*** Begin section ***

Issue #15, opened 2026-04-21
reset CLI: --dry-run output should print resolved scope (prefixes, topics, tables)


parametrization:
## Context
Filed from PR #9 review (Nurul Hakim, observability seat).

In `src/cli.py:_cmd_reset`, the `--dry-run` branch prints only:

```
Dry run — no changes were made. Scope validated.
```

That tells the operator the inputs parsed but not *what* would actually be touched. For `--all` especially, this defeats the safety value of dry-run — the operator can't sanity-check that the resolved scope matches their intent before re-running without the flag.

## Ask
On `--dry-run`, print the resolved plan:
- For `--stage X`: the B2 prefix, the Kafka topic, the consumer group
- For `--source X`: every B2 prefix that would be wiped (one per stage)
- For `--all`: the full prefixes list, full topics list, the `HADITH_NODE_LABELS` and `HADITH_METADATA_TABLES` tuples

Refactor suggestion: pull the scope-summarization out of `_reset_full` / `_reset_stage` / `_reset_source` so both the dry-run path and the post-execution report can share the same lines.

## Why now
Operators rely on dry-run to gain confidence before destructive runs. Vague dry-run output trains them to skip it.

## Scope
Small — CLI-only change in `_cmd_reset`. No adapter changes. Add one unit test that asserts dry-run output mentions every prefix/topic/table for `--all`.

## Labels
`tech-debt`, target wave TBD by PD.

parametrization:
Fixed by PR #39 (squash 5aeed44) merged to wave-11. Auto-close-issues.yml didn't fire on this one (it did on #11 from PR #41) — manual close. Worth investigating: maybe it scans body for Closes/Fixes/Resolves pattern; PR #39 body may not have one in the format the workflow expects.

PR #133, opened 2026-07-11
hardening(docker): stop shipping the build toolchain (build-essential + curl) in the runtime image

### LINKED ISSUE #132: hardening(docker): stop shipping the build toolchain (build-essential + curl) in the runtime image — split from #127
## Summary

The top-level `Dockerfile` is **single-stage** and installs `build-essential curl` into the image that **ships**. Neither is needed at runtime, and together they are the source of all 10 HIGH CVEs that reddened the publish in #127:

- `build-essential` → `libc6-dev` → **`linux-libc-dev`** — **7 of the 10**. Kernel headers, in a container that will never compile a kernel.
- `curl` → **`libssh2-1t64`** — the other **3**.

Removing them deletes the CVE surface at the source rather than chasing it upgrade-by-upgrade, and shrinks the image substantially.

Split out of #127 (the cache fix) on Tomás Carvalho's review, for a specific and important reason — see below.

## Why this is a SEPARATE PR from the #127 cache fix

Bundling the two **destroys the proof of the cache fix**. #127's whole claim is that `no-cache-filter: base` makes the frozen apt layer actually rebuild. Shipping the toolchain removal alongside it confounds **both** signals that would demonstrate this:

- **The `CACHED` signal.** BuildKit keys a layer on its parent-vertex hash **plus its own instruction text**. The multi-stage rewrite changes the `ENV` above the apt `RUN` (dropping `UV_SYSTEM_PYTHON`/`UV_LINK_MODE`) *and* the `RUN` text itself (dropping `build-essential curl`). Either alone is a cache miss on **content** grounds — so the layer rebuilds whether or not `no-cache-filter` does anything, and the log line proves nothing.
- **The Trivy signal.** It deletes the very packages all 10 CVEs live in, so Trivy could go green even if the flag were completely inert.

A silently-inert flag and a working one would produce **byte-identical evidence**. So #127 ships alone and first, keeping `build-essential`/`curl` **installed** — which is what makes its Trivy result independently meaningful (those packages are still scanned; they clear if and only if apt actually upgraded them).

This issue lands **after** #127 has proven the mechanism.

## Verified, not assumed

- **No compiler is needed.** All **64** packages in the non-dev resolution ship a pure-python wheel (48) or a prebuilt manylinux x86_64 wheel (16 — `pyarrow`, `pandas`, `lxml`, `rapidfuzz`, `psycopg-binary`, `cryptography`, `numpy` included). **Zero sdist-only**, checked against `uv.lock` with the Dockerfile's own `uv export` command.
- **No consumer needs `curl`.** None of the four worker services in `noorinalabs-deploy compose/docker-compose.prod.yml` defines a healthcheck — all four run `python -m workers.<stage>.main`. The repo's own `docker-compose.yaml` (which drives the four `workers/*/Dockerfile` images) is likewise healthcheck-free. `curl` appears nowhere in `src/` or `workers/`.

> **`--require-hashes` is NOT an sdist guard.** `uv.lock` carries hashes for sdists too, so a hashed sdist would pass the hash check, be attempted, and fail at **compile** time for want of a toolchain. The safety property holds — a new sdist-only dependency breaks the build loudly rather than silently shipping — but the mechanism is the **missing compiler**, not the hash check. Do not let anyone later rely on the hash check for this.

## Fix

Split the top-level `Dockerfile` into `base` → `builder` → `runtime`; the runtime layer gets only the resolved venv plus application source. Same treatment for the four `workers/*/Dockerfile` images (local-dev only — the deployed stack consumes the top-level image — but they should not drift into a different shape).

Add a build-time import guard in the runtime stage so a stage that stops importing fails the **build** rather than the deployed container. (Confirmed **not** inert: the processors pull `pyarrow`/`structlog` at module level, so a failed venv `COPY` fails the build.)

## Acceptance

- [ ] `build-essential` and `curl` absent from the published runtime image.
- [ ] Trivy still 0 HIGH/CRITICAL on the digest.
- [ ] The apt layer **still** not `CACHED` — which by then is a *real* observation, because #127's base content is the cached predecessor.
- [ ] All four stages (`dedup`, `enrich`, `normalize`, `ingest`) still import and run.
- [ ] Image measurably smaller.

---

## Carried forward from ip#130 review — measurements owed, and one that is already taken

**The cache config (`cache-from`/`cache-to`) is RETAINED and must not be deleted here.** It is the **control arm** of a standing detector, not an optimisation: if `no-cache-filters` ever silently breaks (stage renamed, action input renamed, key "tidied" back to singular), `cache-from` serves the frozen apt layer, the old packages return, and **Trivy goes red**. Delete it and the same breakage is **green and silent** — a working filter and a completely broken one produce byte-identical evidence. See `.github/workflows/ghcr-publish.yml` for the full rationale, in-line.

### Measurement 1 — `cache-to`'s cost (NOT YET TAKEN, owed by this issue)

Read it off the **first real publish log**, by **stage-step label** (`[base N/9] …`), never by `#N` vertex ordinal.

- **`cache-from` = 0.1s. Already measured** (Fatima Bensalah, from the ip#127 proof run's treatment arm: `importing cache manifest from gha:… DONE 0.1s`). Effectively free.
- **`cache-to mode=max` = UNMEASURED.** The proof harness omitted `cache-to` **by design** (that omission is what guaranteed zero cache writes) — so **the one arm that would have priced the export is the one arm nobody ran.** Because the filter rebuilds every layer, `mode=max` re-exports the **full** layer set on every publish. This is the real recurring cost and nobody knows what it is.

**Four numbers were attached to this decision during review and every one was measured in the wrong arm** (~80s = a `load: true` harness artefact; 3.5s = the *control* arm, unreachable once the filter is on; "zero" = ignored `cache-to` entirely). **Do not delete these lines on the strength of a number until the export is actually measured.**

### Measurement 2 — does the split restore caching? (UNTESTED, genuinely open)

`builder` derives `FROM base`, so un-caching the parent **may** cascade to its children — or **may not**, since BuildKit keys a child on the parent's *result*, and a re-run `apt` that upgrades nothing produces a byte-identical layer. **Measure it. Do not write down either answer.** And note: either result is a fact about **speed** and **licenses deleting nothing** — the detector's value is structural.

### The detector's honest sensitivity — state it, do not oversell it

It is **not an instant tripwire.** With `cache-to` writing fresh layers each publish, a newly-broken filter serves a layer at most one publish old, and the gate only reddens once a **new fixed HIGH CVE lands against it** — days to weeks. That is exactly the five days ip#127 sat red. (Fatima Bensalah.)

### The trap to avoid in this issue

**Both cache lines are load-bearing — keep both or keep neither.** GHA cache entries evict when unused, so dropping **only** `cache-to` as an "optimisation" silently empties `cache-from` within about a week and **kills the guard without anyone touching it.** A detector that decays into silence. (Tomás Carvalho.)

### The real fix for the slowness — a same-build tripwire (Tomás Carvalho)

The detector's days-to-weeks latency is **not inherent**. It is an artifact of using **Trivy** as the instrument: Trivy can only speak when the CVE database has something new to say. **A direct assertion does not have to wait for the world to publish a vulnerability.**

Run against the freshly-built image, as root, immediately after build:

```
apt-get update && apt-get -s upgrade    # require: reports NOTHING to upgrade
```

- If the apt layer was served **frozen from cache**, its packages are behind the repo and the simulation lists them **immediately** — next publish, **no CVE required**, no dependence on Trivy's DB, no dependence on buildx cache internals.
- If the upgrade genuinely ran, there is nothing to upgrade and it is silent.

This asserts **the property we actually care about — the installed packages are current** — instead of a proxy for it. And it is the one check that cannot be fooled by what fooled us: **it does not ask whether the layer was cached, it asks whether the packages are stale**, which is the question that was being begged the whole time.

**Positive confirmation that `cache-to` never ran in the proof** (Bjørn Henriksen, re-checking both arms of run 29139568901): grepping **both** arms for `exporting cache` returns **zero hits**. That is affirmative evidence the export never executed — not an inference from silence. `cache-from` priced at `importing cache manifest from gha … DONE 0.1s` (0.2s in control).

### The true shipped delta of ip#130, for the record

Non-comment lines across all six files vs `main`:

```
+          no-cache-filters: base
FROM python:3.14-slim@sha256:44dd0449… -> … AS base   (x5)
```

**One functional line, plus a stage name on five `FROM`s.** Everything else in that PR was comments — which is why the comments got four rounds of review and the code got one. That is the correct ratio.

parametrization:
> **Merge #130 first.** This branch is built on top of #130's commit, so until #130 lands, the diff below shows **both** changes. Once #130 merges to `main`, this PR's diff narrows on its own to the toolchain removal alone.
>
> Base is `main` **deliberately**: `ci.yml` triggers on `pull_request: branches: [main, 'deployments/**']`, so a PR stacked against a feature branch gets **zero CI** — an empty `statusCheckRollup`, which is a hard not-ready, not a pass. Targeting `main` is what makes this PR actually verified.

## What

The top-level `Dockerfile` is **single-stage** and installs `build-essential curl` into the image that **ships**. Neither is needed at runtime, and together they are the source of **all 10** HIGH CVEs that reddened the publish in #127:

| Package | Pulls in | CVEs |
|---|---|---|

*** End section ***

** YOUR OBJECTIVE **
Please find all lines of the entries that hold the string "serves" and copy them.

** PROBLEM SOLUTION **
**The cache config (`cache-from`/`cache-to`) is RETAINED and must not be deleted here.** It is the **control arm** of a standing detector, not an optimisation: if `no-cache-filters` ever silently breaks (stage renamed, action input renamed, key "tidied" back to singular), `cache-from` serves the frozen apt layer, the old packages return, and **Trivy goes red**. Delete it and the same breakage is **green and silent** — a working filter and a completely broken one produce byte-identical evidence. See `.github/workflows/ghcr-publish.yml` for the full rationale, in-line.
It is **not an instant tripwire.** With `cache-to` writing fresh layers each publish, a newly-broken filter serves a layer at most one publish old, and the gate only reddens once a **new fixed HIGH CVE lands against it** — days to weeks. That is exactly the five days ip#127 sat red. (Fatima Bensalah.)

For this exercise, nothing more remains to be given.